Victoria closed the border at 11:59pm on Friday to anyone who had been in a Queensland ‘red zone’ – Brisbane, Moreton Bay, Ipswich, Redlands and Logan – on or after January 2.
Those who have returned from Queensland to Victoria since January 2 will now need to get tested and isolate until 6pm on Monday, and await further DHHS advice.
Victoria’s COVID response commander Jeroen Weimar said Victorians who are currently in green zone parts of Queensland should think about coming home, while those planning travel to the state should reconsider.
“At this point, there’s no closure on other parts of Queensland, but my advice would be to start making plans to come home, unless you intend to be up there for a significant period of time,” he told 3AW.
“I would not be planning a trip to Queensland at this time”
The Queensland Government instated a three-day lockdown of Greater Brisbane on Wednesday, following the discovery of COVID-postive hotel cleaner carrying the more-transmissible UK strain of the virus, with the woman visiting differnet parts of the city until testing positive on Wednesday.
Associate Professor Adam Kamradt-Scott, a specialist in global health security at the University of Sydney, said the emergence of the mutant strains such as those from the UK and South Africa, reinforced the ongoing need for diligent infection control.
“We need the general population to still maintain a high level of vigilance: hand-washing, social distancing, masks,” he said.

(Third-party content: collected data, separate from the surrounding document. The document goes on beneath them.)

PR #377, opened 2015-09-26
add lua function to update thread locals

koraykv:


soumith:
thanks. this will be somewhat useful for something I am running into.
When using co-routines, the errors emitted from a co-routine are corrupted (either garbage tensors are printed from the main stack, or the stack-trace is non-sensical).

One has to update the error handlers everytime you go into a co-routine, and when you get out of it, and this puts a reasonable story around it. (still a bit more work to do).

PR #378, opened 2015-09-26
patched luaT to allow for nested modules

j-wilson:
Patch allows for declaration of 'nested' modules/classes, e.g., `torch.class('A.b.c')`, where `b` is a module in package `A` and `c` is a submodule of `b`.

Should likely check to ensure full backwards compatibility.


soumith:
cc: @andresy

j-wilson:
Added better error checking for nested modules. If a specified module path is invalid, error report will now indicate where said path goes wrong. 

By way of example: 
If module `c` is declared with path `A.b.c`, but `A.b` is not a valid module; then, error report will read as:
```lua
...: while creating metatable A.b.c: bad argument #1 (A.b. is an invalid module name)
```

soumith:
cc: @dominikgrewe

“These are all measures we know are effective in preventing the spread of the virus. And unfortunately in Australia we have seen people start to relax these measures with the thought ‘we are now back to normal’ – and we are not.”
Travellers to Australia will be mandated to return a negative coronavirus test and will be forced to wear a mask on flights around Australia and in airports, following a meeting of national cabinet on Friday.

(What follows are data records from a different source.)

PR #382, opened 2015-09-30
patch to luaT.c allowing for nested modules

j-wilson:
Patch allows for declaration of 'nested' modules/classes, e.g., `torch.class('A.b.c')`, where `b` is a module in package `A` and `c` is a submodule of `b`.

If a specified module path is invalid, error report will now indicate where said path goes wrong. By way of example: 
If module `c` is declared with path `A.b.c`, but `A.b` is not a valid module; then, error report will read as:
```lua
...: while creating metatable A.b.c: bad argument #1 (A.b. is an invalid module name)
```

Should likely check to ensure full backwards compatibility. 

cc: @andresy, @dominikgrewe

### DIFF
--- a/lib/luaT/README.md
+++ b/lib/luaT/README.md
@@ -220,16 +220,31 @@ This function assume a table is on the stack. It creates a table field
 <a name="luat_classrootname"/>
 ### const char *luaT_classrootname(const char *tname) ###
 
-Assuming `tname` is of the form `modulename.classname`, returns
-`classname`. The returned value shall not be freed. It is a pointer
-inside `tname` string.
+Assuming `tname` is of the form `A.b.c`, returns 'c'. The returned value
+shall not be freed. It is a pointer inside `tname` string.
 
 <a name="luat_classmodulename"/>
-### const char *luaT_classmodulename(const char *tname) ###
+### int luaT_classmodulename(const char *tname, char *parent_name) ###
+Alias to `luaT_fullparentname ` for ensuring backwards compatibilty; 
+use of `luaT_fullparentname` is preferred.
 
-Assuming `tname` is of the form `modulename.classname`, returns
-`modulename`. The returned value shall not be freed. It is valid until the
-next call to `luaT_classrootname`.
+<a name="luat_fullparentname"/>
+### int luaT_fullparentname(const char *tname, char *parent_name) ###
+
+Returns a 0-1 valued integer indicating whether `tname` has a parent module.
+Assuming `tname` is of the form `A.b.c`, sets `parent_name` to `A.b`.
+
+<a name="luat_classmodulename"/>
+### int luaT_outerparentname(const char *tname, char *parent_name) ###
+
+Returns a 0-1 valued integer indicating whether `tname` has a parent module.
+Assuming `tname` is of the form `A.b.c`, sets `parent_name` to `A`.
+
+<a name="luat_classmodulename"/>
+### int luaT_innerparentname(const char *tname, char *parent_name) ###
+
+Returns a 0-1 valued integer indicating whether `tname` has a parent module.
+Assuming `tname` is of the form `A.b.c`, sets `parent_name` to `b`.
 
 <a name="luat_stackdump"/>
 ### void luaT_stackdump(lua_State *L) ###
--- a/lib/luaT/luaT.c
+++ b/lib/luaT/luaT.c
@@ -138,12 +138,12 @@ static int luaT_mt__call(lua_State *L);
 static int luaT_cmt__call(lua_State *L);
 static int luaT_cmt__newindex(lua_State *L);
 
-const char* luaT_newmetatable(lua_State *L, const char *tname, const char *parenttname,
+const char* luaT_newmetatable(lua_State *L, const char *tname, const char *parent_tname,
                               lua_CFunction constructor, lua_CFunction destructor, lua_CFunction factory)
 {
   lua_pushcfunction(L, luaT_lua_newmetatable);
   lua_pushstring(L, tname);
-  (parenttname ? lua_pushstring(L, parenttname) : lua_pushnil(L));
+  (parent_tname ? lua_pushstring(L, parent_tname) : lua_pushnil(L));
   (constructor ? lua_pushcfunction(L, constructor) : lua_pushnil(L));
   (destructor ? lua_pushcfunction(L, destructor) : lua_pushnil(L));
   (factory ? lua_pushcfunction(L, factory) : lua_pushnil(L));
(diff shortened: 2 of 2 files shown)


j-wilson:
@koraykv: Hi there, I actually opened this PR a few days ago now (had to re-open it earlier today). Would you (or anyone else) have time to give it a look over in the the near future?

lib/luaT/luaT.c
```diff
@@ -497,27 +497,77 @@ int luaT_classmodulename(const char *tname, char *module_name)
   return tname[n] == '.';
 }
 
-/* Lua only functions */
-int luaT_lua_newmetatable(lua_State *L)
+/* Method for determining name of class module */
+const char* luaT_classname(const char *tname)
```
dominikgrewe: I think we should clarify how `luaT_classrootname` and `luaT_classmodulename` should behave for nested modules. `luaT_classrootname` should probably behave just like your `luaT_classname`.

lib/luaT/luaT.c
```diff
@@ -497,27 +497,77 @@ int luaT_classmodulename(const char *tname, char *module_name)
...
+  {
+    if(!lua_istable(L, *L_idx)){
+      strncpy(term, tname_full, tname - tname_full - 1);
+      term[tname - tname_full] = '\0';
+      luaL_error(L, "while creating metatable %s: bad argument #1 (%s is an invalid module name)", tname_full, term);
+    }
+    strncpy(term, tname, n);
+    term[n] = '\0';
+    lua_getfield(L, *L_idx, term);
+    *L_idx += 1;
```
dominikgrewe: If you remove the parent table after the `lua_getfield` call, you can avoid all the index computation.

lib/luaT/luaT.c
```diff
@@ -497,27 +497,77 @@ int luaT_classmodulename(const char *tname, char *module_name)
...
   luaL_argcheck(L, lua_isnoneornil(L, 2) || lua_isstring(L, 2), 2, "parent class name or nil expected");
   luaL_argcheck(L, lua_isnoneornil(L, 3) || lua_isfunction(L, 3), 3, "constructor function or nil expected");
   luaL_argcheck(L, lua_isnoneornil(L, 4) || lua_isfunction(L, 4), 4, "destructor function or nil expected");
   luaL_argcheck(L, lua_isnoneornil(L, 5) || lua_isfunction(L, 5), 5, "factory function or nil expected");
 
-  if(is_in_module)
-    lua_getglobal(L, module_name);
+  const char* tname = luaL_checkstring(L, 1);
+  char module_name[256];
+  int is_in_module = 0;
```
dominikgrewe: I think we still want Torch to be compatible with C99 at this point. So the variables (and the ones below) must be declared at the top of the function.

lib/luaT/luaT.c
```diff
@@ -497,27 +497,77 @@ int luaT_classmodulename(const char *tname, char *module_name)
...
+  int L_idx0 = lua_gettop(L) + 1; // stack position of outermost module
+  int L_idx1 = L_idx0;            // stack position of immediate parent
+  if (is_in_module)
+    traverse_tables(L, tname, &L_idx1);
   else
     lua_pushglobaltable(L);
-  if(!lua_istable(L, 6))
-    luaL_error(L, "while creating metatable %s: bad argument #1 (%s is an invalid module name)", tname, module_name);
 
+  if(!lua_istable(L, L_idx0))
```
dominikgrewe: Don't you want to check the innermost parent, i.e. `L_idx1`?

dominikgrewe:
Sorry for the delay in reviewing this. I've add some comments.

j-wilson:
Thanks for the feedback; addressing comments now.

lib/luaT/luaT.c
j-wilson: The mentioned check happens in `traverse_table` anyhow; so, both are interchangeable. Will update when I remove index computation (as advised above).

lib/luaT/luaT.c
```diff
@@ -497,27 +496,65 @@ int luaT_classmodulename(const char *tname, char *module_name)
   return tname[n] == '.';
 }
 
-/* Lua only functions */
+void traverse_tables(lua_State *L, const char *tname, int *L_idx)
```
dominikgrewe: `L_idx` isn't updated any more, do you can just pass it by value.

dominikgrewe: In fact, you can just use relative indices in this function, couldn't you? Then you don't need to pass in the index at all. Or the function get it itself via `lua_gettop`.

lib/luaT/luaT.c
```diff
@@ -471,16 +471,15 @@ void luaT_registeratname(lua_State *L, const struct luaL_Reg *methods, const cha
 }
 
 
-/* utility functions */
-const char *luaT_classrootname(const char *tname)
+const char* luaT_classrootname(const char *tname)
```
dominikgrewe: Can you update the documentation for this method? Also, what about `luaT_classmodulename`? If you pass in `a.b.c` do you want it to return `a` (as it currently does) or `a.b`?

lib/luaT/luaT.c
j-wilson: I would imagine that passing in the index is more efficient; as it avoid either an extra call to lua_gettop() or use of relative indices (e.g. -1). That said, I can certainly update it if preferred.

lib/luaT/luaT.c
j-wilson: Good point. Currently, it's a non-issue in that `luaT_classmodulename` seems to be single use; however, I agree that clarification here would be desirable. An obvious patch would be to make seperate methods a la `luaT_outerparentname` and `luaT_innerparentname`. Note that the latter method is (in effect) what `traverse_table` accomplished. Please let me know how you would like me to proceed.

dominikgrewe: It's single use within this file but it's also a public function that can be used externally. So I think we should keep it, but maybe change its behaviour? It seems more natural to return `a.b` as the module name for a class `a.b.c` doesn't it? So I'd change the code of the function to do that and update the documentation accordingly.

j-wilson: I'd agree that returning `a.b` makes sense. My one concern there is that `a.b` isn't directly accessible from C (i.e. you can't call `_G['a.b']`).

lib/luaT/luaT.c
dominikgrewe: I think I prefer relative indices in this case as they are easier to read (-1 = what I just pushed on the stack). I'm not sure if there are any performance implications but I can't imagine luaT_newmetatable being on a critical path.

j-wilson: Very true. I'll update it accordingly.

lib/luaT/luaT.c
j-wilson: Please let me know how you'd like me to follow up on the above.

j-wilson:
@dominikgrewe Not sure what the best way to resolve class name getters. For now, I'll go ahead and add in methods s.t. given `A.b.c`:
   -  `luaT_outerparentname(A.b.c)` return `A`  (outermost parent)
   -  `luaT_innerparentname(A.b.c)` returns `b` (innermost parent)
   -  `luaT_fullparentname(A.b.c)` returns `A.b` (full parent hierarchy)

This might be a bit of overkill; but, it should ideally handle all foreseeable usage cases. Please let me know if this works for you.

lib/luaT/luaT.c
```diff
@@ -471,53 +471,136 @@ void luaT_registeratname(lua_State *L, const struct luaL_Reg *methods, const cha
...
 
-/* module_name must be a buffer at least as big as tname 
- * return true if the class is part of a module */
-int luaT_classmodulename(const char *tname, char *module_name)
+/* parent_name must be a buffer at least as big as tname.
+ * If class has a parent, returns true; and, sets
+ * parent name to that of full parent hierarchy (e.g.
+ * given class `A.b.c`, sets parent_name to `A.b`)
+ */
+int luaT_fullparentname(const char *tname, char *parent_name)
```
dominikgrewe: `luaT_classmodulename` is part of luaT's public API, so we shouldn't change that. For the `module.class` case (i.e. no nesting) this implementation behaves just like the old one, so I'd just rename this function back to `luaT_classmodulename`.

lib/luaT/luaT.c
```diff
@@ -471,53 +471,136 @@ void luaT_registeratname(lua_State *L, const struct luaL_Reg *methods, const cha
...
+
+  for(head = tail; head >= 1; head--)
+    if(tname[head-1] == '.') break;
+
+  strncpy(parent_name, tname+head, tail-head);
+  parent_name[tail-head] = '\0';
+  return 1;
+}
+
+void traverse_tables(lua_State *L, const char *tname)
```
dominikgrewe: Can you give this a more descriptive name? Maybe something like `loadinnerparent`?

j-wilson: Updated to: `luaT_getinnerparent`. Hope that works; otherwise, let me know if you'd like me to change it.

lib/luaT/luaT.c
j-wilson: I've added an alias of sorts s.t. calling `luaT_classmodulename` immediately redirects as a call to `luaT_fullparentname`. Please let me know if you'd like prefer I simply rename `luaT_fullparentname`; for the time being, I chose above recourse in that `luaT_fullparentname` seems to cohere better with `luaT_outerparentname` and `luaT_innerparentname`.

lib/luaT/luaT.c
```diff
@@ -471,53 +471,146 @@ void luaT_registeratname(lua_State *L, const struct luaL_Reg *methods, const cha
...
   lua_settop(L, 5);
   luaL_argcheck(L, lua_isnoneornil(L, 2) || lua_isstring(L, 2), 2, "parent class name or nil expected");
   luaL_argcheck(L, lua_isnoneornil(L, 3) || lua_isfunction(L, 3), 3, "constructor function or nil expected");
   luaL_argcheck(L, lua_isnoneornil(L, 4) || lua_isfunction(L, 4), 4, "destructor function or nil expected");
   luaL_argcheck(L, lua_isnoneornil(L, 5) || lua_isfunction(L, 5), 5, "factory function or nil expected");
 
-  if(is_in_module)
-    lua_getglobal(L, module_name);
+  // -------- Push immediate parent module to stack
+  is_in_module = luaT_outerparentname(tname, parent_name);
```
dominikgrewe: Do you really want outer parent name here? If `tname` is `a.b.c` but `a.b` is not a table, you will return an error saying that `a` is an invalid module name, won't you? Wouldn't full parent name be better?

lib/luaT/luaT.c
dominikgrewe: If you want to keep outer/inner parent name then I'm fine with your solution. I'm not sure if they're strictly needed though. You can always get those with `classmodulename` and `classrootname`. But I don't have a strong opinion here.

In any case, the documentation in lib/luaT/README.md must be updated.

lib/luaT/luaT.c
j-wilson: So, there are additional checks within 'luaT_getinnerparent' that are likely the source of the confusion here. As is, the code is correct; but, perhaps a touch unclear. I'll update it s.t. it's easier to understand.

lib/luaT/luaT.c
j-wilson: Updated README.

j-wilson:
Tried updating `luaT.c: line 604` along the lines you mentioned. Attempted changes produced an error however; not sure why. As is, said code should be correct however.

lib/luaT/luaT.c
dominikgrewe: `lua_getinnerparent` doesn't check that the value it leaves on the stack is a table, right? That's why the additional check below is needed. All I'm saying is that the error message would be confusing if that check fails, because it refers to the outer parent whereas it should refer to the inner parent.

Please correct me if I misunderstood something here...

lib/luaT/README.md
```diff
@@ -225,11 +225,27 @@ Assuming `tname` is of the form `modulename.classname`, returns
 inside `tname` string.
```
dominikgrewe: Can you also update the docs for `luaT_classrootname` to clarify what happens for nested modules?

j-wilson: Updated.

lib/luaT/luaT.c
```diff
@@ -471,53 +471,146 @@ void luaT_registeratname(lua_State *L, const struct luaL_Reg *methods, const cha
...
+
+  for(head = tail; head >= 1; head--)
+    if(tname[head-1] == '.') break;
+
+  strncpy(parent_name, tname+head, tail-head);
+  parent_name[tail-head] = '\0';
+  return 1;
+}
+
+/* Method for pushing a classes immediate parent to the
```
dominikgrewe: nit: "classes" -> "class's"
Or just change it to "Method for pushing the immediate parent of a class to..."

dominikgrewe:
If you fix the typo this is good to go as far as I'm concerned.

j-wilson:
Typo amended.

lib/luaT/luaT.c
j-wilson: I see what you're saying; and, agree. Earlier, I tried switching out `luaT_outerparentname` for `luaT_fullparentname` at `ln 604`; but, torch.test() fails when I did so. The easy fix would be to simply add an additional check at the end of `luaT_getinnerparent`; but, this is a bit of a hack. I'll look into the matter.

j-wilson: Found issue in `luaT_fullparentname`, was boundary case for `tname`s sans parents. Also added comments to `luaT_innerparentname` s.t. it's easier to understand.

dominikgrewe:
Thanks! Are there any other changes you want to make or can we merge now?

A tip for future PRs: It's better to not squash commits while a change is being reviewed. While we eventually want a single squashed commit, it's better to see the incremental changes during the review process.

j-wilson:
Don't have any additional changes in mind. Good tip, will keep it in mind. Please let me know if you have any further input.

dominikgrewe:
Looks good to me now. Thanks!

Australia’s Deputy Chief Medical Officer Paul Kelly said the changes would not be “silver bullets” in the country’s pandemic response.
“Each of them, though, incrementally increase the chances that we’ll be able to keep this virus out of Australia, or at least recognise when it’s arriving,” he said.
“Our plan [is] the same as it’s been from the beginning. It’s a suppression strategy with the aim of no community transmission. And doing anything we can to do that is important.”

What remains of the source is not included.